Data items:

--------------------

PR #5591, opened 2014-09-16
Get firstObject/lastObject notification only when cached

opichals:
Created Em.Array#arrayFirstLastObjectChange abstraction in order to be able to override the Em.Array#firstObject/lastObject notification implementation which by default calls #objectAt(0) and #objectAt(length-1).

These calls are not optimal in case of e.g. sparse RecordArrays which would trigger unnecessary content[index] requests.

--------------------

— Directions for this task —
Write the data from above out again, exactly.

— Reply —
PR #5591, opened 2014-09-16
Get firstObject/lastObject notification only when cached

opichals:
Created Em.Array#arrayFirstLastObjectChange abstraction in order to be able to override the Em.Array#firstObject/lastObject notification implementation which by default calls #objectAt(0) and #objectAt(length-1).

These calls are not optimal in case of e.g. sparse RecordArrays which would trigger unnecessary content[index] requests.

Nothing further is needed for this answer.